## TO DO:
Could you reproduce, from the records below, everything from the line with "Reported in #702" down to the line with "if tracker is", keeping both of those lines and changing nothing?

## INFORMATION GIVEN:
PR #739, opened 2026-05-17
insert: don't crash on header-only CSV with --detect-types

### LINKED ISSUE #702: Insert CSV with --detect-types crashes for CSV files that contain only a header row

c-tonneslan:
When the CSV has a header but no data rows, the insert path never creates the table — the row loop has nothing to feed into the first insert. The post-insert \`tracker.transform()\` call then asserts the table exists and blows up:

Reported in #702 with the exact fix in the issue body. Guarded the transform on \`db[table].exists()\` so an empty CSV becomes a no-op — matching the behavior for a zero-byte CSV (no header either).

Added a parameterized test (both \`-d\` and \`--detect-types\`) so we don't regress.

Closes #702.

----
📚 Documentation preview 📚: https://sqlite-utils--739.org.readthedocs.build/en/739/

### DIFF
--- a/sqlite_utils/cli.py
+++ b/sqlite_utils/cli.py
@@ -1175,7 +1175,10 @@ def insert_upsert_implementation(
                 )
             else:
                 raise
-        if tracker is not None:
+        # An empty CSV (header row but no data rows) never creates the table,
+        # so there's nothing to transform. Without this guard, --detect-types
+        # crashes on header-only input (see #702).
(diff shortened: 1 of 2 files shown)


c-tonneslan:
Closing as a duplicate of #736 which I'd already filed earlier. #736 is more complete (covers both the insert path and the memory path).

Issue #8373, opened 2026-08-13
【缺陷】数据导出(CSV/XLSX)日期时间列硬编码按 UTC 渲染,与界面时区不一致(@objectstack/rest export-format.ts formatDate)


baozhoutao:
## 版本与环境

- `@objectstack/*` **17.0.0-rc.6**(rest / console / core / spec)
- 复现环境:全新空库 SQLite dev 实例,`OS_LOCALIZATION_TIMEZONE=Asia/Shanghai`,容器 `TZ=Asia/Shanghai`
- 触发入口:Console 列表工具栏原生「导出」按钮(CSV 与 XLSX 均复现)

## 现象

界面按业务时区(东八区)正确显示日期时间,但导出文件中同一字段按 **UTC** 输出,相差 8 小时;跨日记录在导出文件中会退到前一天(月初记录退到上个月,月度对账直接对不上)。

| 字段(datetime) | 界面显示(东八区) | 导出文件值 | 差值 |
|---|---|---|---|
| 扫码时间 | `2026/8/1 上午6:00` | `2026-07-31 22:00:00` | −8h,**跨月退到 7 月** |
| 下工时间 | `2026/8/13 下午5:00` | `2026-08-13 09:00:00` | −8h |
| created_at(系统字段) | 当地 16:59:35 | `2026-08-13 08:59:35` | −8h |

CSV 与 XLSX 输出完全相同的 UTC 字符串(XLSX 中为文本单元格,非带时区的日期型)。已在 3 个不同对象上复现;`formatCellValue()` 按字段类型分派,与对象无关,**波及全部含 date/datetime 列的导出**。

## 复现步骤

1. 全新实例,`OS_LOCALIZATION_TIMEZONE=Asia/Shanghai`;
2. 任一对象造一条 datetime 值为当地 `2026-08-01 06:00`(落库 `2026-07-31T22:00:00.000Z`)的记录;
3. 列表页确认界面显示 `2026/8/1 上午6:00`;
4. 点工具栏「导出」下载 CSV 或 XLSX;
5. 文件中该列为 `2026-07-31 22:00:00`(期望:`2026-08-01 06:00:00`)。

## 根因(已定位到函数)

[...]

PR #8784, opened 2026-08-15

## TASK ANSWER:
Reported in #702 with the exact fix in the issue body. Guarded the transform on \`db[table].exists()\` so an empty CSV becomes a no-op — matching the behavior for a zero-byte CSV (no header either).

Added a parameterized test (both \`-d\` and \`--detect-types\`) so we don't regress.

Closes #702.

----
📚 Documentation preview 📚: https://sqlite-utils--739.org.readthedocs.build/en/739/

### DIFF
--- a/sqlite_utils/cli.py
+++ b/sqlite_utils/cli.py
@@ -1175,7 +1175,10 @@ def insert_upsert_implementation(
                 )
             else:
                 raise
-        if tracker is not None:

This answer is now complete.